その氷の貴公子の絶対零度的対応を実際目の当たりにした二人は噂は本当だったのだと確信する。
普段、友人であるキラから彼の事を聞く分には普通の世話焼きな幼馴染にしか思えないのだが ―
「いや、そういう訳でもないんだけど…」
素早くその場を去っていこうとするアスラン。しかし、トールの言葉で再び足を止める。
そして、ゆっくりと振り返った。
「君達は一体何が言いたいんだ?」
彼の顔は一見、にっこりと笑みが浮かんでいる様に見えるが目が完全に笑ってない。
このままでは自分の身に危険が起こるような錯覚すら覚えた二人だったがそれでも少し困ったような様子で顔を見合わせる。
(一体何なんだ…)
どうにもはっきりしない二人にアスランの苛々は更に募っていく。
二人もこれ以上有耶無耶にしても仕方ないと思ったのか言い難そうにぽつぽつと話始める。
「キラ、ここにくる途中の階段で足を滑らせて…」
その言葉を耳にした瞬間、アスランの目の色が変わった。
「!!落ちたのかっ?!階段からっ」
「あっ、でも下に偶然いた上級生が受け止めてくれたら…」
慌ててサイが補足を入るれるも、アスランの耳には届いていない。
アスランはトールに詰め寄ると食い入るような目で凄んでくる。

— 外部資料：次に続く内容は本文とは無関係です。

PR #362, opened 2021-03-01
feat: Add layout components

### LINKED ISSUE #274: [RFC] Add Columns/Column component for vertical layout
Related to #256.

## Impact

- New `MaColumns` component.
- New `MaColumn` component.
- Deprecate `MaGridContainer`,  `MaGridRow`, `MaGridColumn`.

## Details

This RFC aims to include two-component set, with a simpler API, which can be used in conjunction with other layout components (Stack and other) and the responsive props proposed in #273.

## Proposed API

```vue
<ma-columns>
  <ma-column>content 1</ma-column>
  <ma-column>content 2</ma-column>
</ma-columns>
```

### Props for `MaColumns`

```js
space // layout-based space modifiers (small, medium, large…). Same as Stack.
collapse-below // responsive values (mobile, tablet, desktop)
align // align modifiers (start, center, left). Same as Stack. Useful in combination with collapse-bellow, and when columns do not reach 100% width.
align-vertical: "top" / "bottom" / "center". // Responsive prop (can receive an array of values)
```

`collapse-bellow` converts a column into a stack below the specified breakpoint. We could somehow replace MaColumn with MaStack (via `<component is="">`), but I believe this is such a common scenario it makes sense to provide a prop to solve this specific use case.

### Props for `MaColumn`

```js
width: "content" / "1/2" / "1/3" / "2/3" / "1/4" / "3/4"
```

If not specified, columns' width will be fluid, meaning they will take up to all available space:

```vue
<ma-columns>
  <ma-column width="1/3">...</ma-column>
  <ma-column>....</ma-column> <!-- it'll take two thirds of space -->
</ma-columns>
```

```vue
<ma-columns>
  <ma-column width="3/4">...</ma-column>

  <!-- both columns will split the remaining space (1/4) equally -->
  <ma-column>...</ma-column>
  <ma-column>....</ma-column>
</ma-columns>
```

`"content"` means a column that only takes as much space as needed:

```vue
<ma-columns>
  <ma-column width="content"><div style="height:30px;width:80px"></div></ma-column> <!-- 80px -->
  <ma-column>....</ma-column> <!-- 100% of width minus 80px -->
</ma-columns>
```

(Do we need fifths?)

## Examples

Collapsed below tablet with responsive space. Small gap on mobile (also collapsed), large otherwise.

Also, second column takes up two thirds of space.

```vue
<ma-columns collapse-below="tablet" :space="['small', 'large']">
  <ma-column>...</ma-column>
  <ma-column width="2/3">...</ma-column>
</ma-columns>
```

Columns width default (`medium`) spacing that become horizontally centered on mobile:

```vue
<ma-columns collapse-below="tablet" align="center">
  <ma-column>...<ma-column>
  <ma-column>...<ma-column>
  <ma-column>...<ma-column>
</ma-columns>
```

## Alternatives

Not developing this component at all, an rely on CSS Grid + layout space tokens to create our columns. We'd miss responsive props, but we'd win several degrees of freedom – not sure if a good or a bad thing XD

---

Thoughts? Ideas? Questions? Doubts?

afontcu:
This PR closes #274 

- [x] Port MaColumns
- [x] Port MaLayout
- [x] Add missing tests for Layout
- [x] Add vetur autocompletion prop tags
- [x] Add docs with examples
- [x] Document code where needed
- [ ] Also: right now, Columns and Layout use `gap` as a prop name, while Stack uses `space`. 
- [x] Check functionalDataMerge

^ any help with missing steps will be greatly appreciated! And woud help people understand the components better…

### DIFF
--- a/src/components/MaLayout/MaLayout.spec.js
+++ b/src/components/MaLayout/MaLayout.spec.js
@@ -1,0 +1,41 @@
+/* eslint-disable no-console */
+import { render } from '@margarita/margarita-test-utils'
+import MaLayout from './MaLayout'
+
+describe('MaLayout', () => {
+  test('adds only one stack if no columns are provided', () => {
+    const { stacks, grids } = renderComponent({ columns: '' })
+
+    expect(stacks).toHaveLength(1)
+    expect(grids).toHaveLength(0)
+  })
+
+  test('adds one stack and one grid if columns are provided', () => {
+    const { stacks, grids } = renderComponent({ columns: '1' })
+
+    expect(stacks).toHaveLength(1)
+    expect(grids).toHaveLength(1)
+  })
+
+  test('adds one stack and two grids if two rows are provided', () => {
+    const { stacks, grids } = renderComponent({ columns: '1 - 1' })
+    expect(stacks).toHaveLength(1)
+    expect(grids).toHaveLength(2)
+  })
+})
+
+function renderComponent(props) {
+  const utils = render(MaLayout, {
+    props: { gap: 'small', columns: '12', space: 'small', ...props },
+    slots: { default: 'content' },
+  })
+
+  const stacks = utils.baseElement.querySelectorAll('.stack')
+  const grids = utils.baseElement.querySelectorAll('.grid')
+
+  return {
+    ...utils,
+    stacks,
+    grids,
+  }
+}
--- a/src/components/MaLayout/MaLayout.spec.js
+++ b/src/components/MaLayout/MaLayout.spec.js
@@ -22,12 +22,32 @@ describe('MaLayout', () => {
     expect(stacks).toHaveLength(1)
     expect(grids).toHaveLength(2)
   })
+
+  test('keeps additional attributes', () => {
+    const { getByTestId } = render({
+      components: { MaLayout },
+      template: `
+        <ma-layout data-testid="layout" gap="small" columns="12" id="123" :class="['class1', 'class2']">
+          <div data-testid="div" id="456" class="class"></div>
+        </ma-layout>
+      `,
+    })
+
+    const layout = getByTestId('layout')
+    expect(layout).toHaveAttribute('id', '123')
+    expect(layout).toHaveClass('stack', 'class1', 'class2')
+
+    const div = getByTestId('div')
+    expect(div).toHaveAttribute('id', '456')
+    expect(div).toHaveClass('class')
+  })
 })
 
-function renderComponent(props) {
+function renderComponent(props, attrs = {}) {
   const utils = render(MaLayout, {
     props: { gap: 'small', columns: '12', space: 'small', ...props },
     slots: { default: 'content' },
+    ...attrs,
   })
 
   const stacks = utils.baseElement.querySelectorAll('.stack')
--- a/src/components/MaStack/MaStack.vue
+++ b/src/components/MaStack/MaStack.vue
@@ -1,4 +1,6 @@
 <script>
+/** @typedef {import('vue').VNodeData} VNodeData */
+import { mergeData } from 'vue-functional-data-merge'
 import { responsivePropValidator } from '@margarita/utils/responsivePropValidator'
 import { spacing } from '../../tokens'
 
@@ -66,22 +68,16 @@ export default {
     const space = spacing[responsiveSpace]
     const align = alignment[responsiveAlign]
 
-    return createElement(
-      'div',
-      {
-        class: {
-          stack: true,
-          ...data.class,
-        },
-        style: {
-          gap: space,
-          justifyItems: align,
-          ...data.style,
-        },
-        ...data,
+    /** @type {VNodeData} */
+    const componentData = {
+      staticClass: 'stack',
+      style: {
+        gap: space,
+        justifyItems: align,
       },
-      slots().default
-    )
+    }
+
+    return createElement('div', mergeData(data, componentData), slots().default)
   },
 }
 </script>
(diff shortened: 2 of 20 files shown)


Samitier:
Added documentation and examples for ma-layout in 554ce7a5b9567bd3fa87e00e4872c60ced0018d7 (sorry for the mess I did with the commits :trollface: ). Let me know if there's enough with that!

Also IMHO: we shouldn't document MaColumns in storybook since it should be of "internal" use only. Code will be more readable for everyone if we all create layouts with the same component instead of with multiple.

The gap-stack thing smells a bit, but lets not add a breaking change, no?

As for the missing tests,  if you are more specific I can try to add them too :smiley:

afontcu:
> Also IMHO: we shouldn't document MaColumns in storybook since it should be of "internal" use only. Code will be more readable for everyone if we all create layouts with the same component instead of with multiple.

I see your point. However, given the fact that we still expose Stack (and that it is really useful in some common scenarios) would it make sense to also expose its horizontal counterpart?

src/components/MaStack/MaStack.vue
```diff
@@ -22,6 +17,8 @@ const alignment = ['left', 'center', 'right', 'fill']
 export default {
   name: 'MaStack',
 
+  functional: true,
```
afontcu, line 20: Is this a potential breaking change? 🤔

Samitier:
> I see your point. However, given the fact that we still expose Stack (and that it is really useful in some common scenarios) would it make sense to also expose its horizontal counterpart?

The thing is... should we keep using stack? 😬 

```
<ma-stack space="small">
```
should be exactly the same as
```
<ma-layout gap="small">
```
so...why not use only `ma-layout`? Not saying that we should introduce a breaking change, just a "change mentions of stack to only use `ma-layout` from now on". Or is it a bit scummy?

src/components/MaStack/MaStack.vue
Samitier: hmm everything should work fine because all "parent" attributes seem to be covered in the render() function. Stuff like `data.staticClass` and `data.styles`. So things like:
`<ma-stack class="whatever" >` in theory should continue working as always. But yeah...a bit risky until we see it in action 😬

afontcu: I think it is currently breaking a MaModal test where Modal relies on a MaStack DOM node to add other attributes (such as `ref`). I'll take a look into it. We might need to instruct users not to use Layout components to set attributes other than their props to avoid weird scenarios.

Or take a look at [vue-functional-data-merge](https://github.com/alexsasharegan/vue-functional-data-merge), even though I'm not sure it'd fix all our issues

afontcu:
> `<ma-layout gap="small">`

To be quite honest I'm not entirely sure this API is as easy to understand as `<ma-stack space="small">` 😅

Samitier:
> To be quite honest I'm not entirely sure this API is as easy to understand as `<ma-stack space="small">` 😅

Aggree hahah.

We can always write the full thing: `<ma-layout gap="small" columns="12">`. Still not as clear as ma-stack  but at least we will "talk in 12 col layout". Also more flexible if , for example, we don't want a full-width stack `<ma-layout gap="small" columns="6">`.  

But I don't know, I don't think my opinion should count here because I'm full of bias in favor of ma-layout, so I'll stick on what you decide 😂

afontcu:
> We can always write the full thing: `<ma-layout gap="small" columns="12">`. Still not as clear as ma-stack but at least we will "talk in 12 col layout"

Yeah, that's true. Thoughts, folks? @holaluz/frontend

icurdu:
> Re Layout/Column/Stack debate, I'd suggest keeping things consistent:

For me, consistency is part of the core of the Design System. In order to achieve that, I think we should go all-in with MaLayout! I think giving one option will keep consistency up high, making everyone build the same way and talking with the same language. I still like MaStack tho, and we can keep it in our system, but I wouldn't expose MaColumn & MaStack.

src/components/MaStack/MaStack.vue
Samitier: aggree! IMHO this is super important if we want to keep using functional components too. We should be careful to "transfer" refs, static classes, dynamic classes, inline styles... I don't know the best way to do this. Maybe that dependency is what we need 🤔

Samitier:
I just added some examples for vertical align, because we forgot about it 😅 -> https://github.com/holaluz/margarita/pull/362/commits/cf5b56b98312f792a2833b55f44b2fb7afa2696d

src/components/MaStack/MaStack.vue
afontcu: I've added a couple of tests on both Layout and Slack to make sure they pass down some attributes. I've added vue-functional-data-merge just to make it more terse (and easier to reason about). Looks like we're safe!

Samitier (approved):

src/components/MaLayout/MaLayout.spec.js
```diff
@@ -0,0 +1,61 @@
...
+    })
+
+    const layout = getByTestId('layout')
+    expect(layout).toHaveAttribute('id', '123')
+    expect(layout).toHaveClass('stack', 'class1', 'class2')
+
+    const div = getByTestId('div')
+    expect(div).toHaveAttribute('id', '456')
+    expect(div).toHaveClass('class')
+  })
```
afontcu, line 43: 🎉 @Samitier

Samitier: nicee 🎉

何も知らない人が見ると因縁でも付けているようだ。
「それでっ!今キラは?」
「その上級生が保健室に……っておい、ザラっ話は最後まで―ってもういないし」
今の今までそこにいた筈のアスランの姿は既にそこにはなく、完全に置いていかれた感じになったトールとサイは
唖然としてもう小さくなったアスランの背中を見送るしかなかった。
「キラ…大変だな…」
「ああ…」
超過保護な幼馴染がいる友人に思わず同情して漏れた二人の呟きを聞く者は誰もいなかった。
◆あとがき◆
はい。アスキラ+?の学園物でした。設定は基本現代パロとは少し違うモノでアスキラは同じ高校ですが
クラス別で幼馴染は幼馴染でも十歳以降からのと言う設定です。何故、十歳なのかは後々分かるかと思います。
その時、+?の意味も分かるかと。本当は一話完結のつもりだったのですが長くなりそうなのでここできります。
久々のキラ男の子だっと意気込んで書いたのにキラが一切出ずに終わってしまいました…(悲)
突然書きたくなったネタだったので今回はお題完全無視でお送りしてます。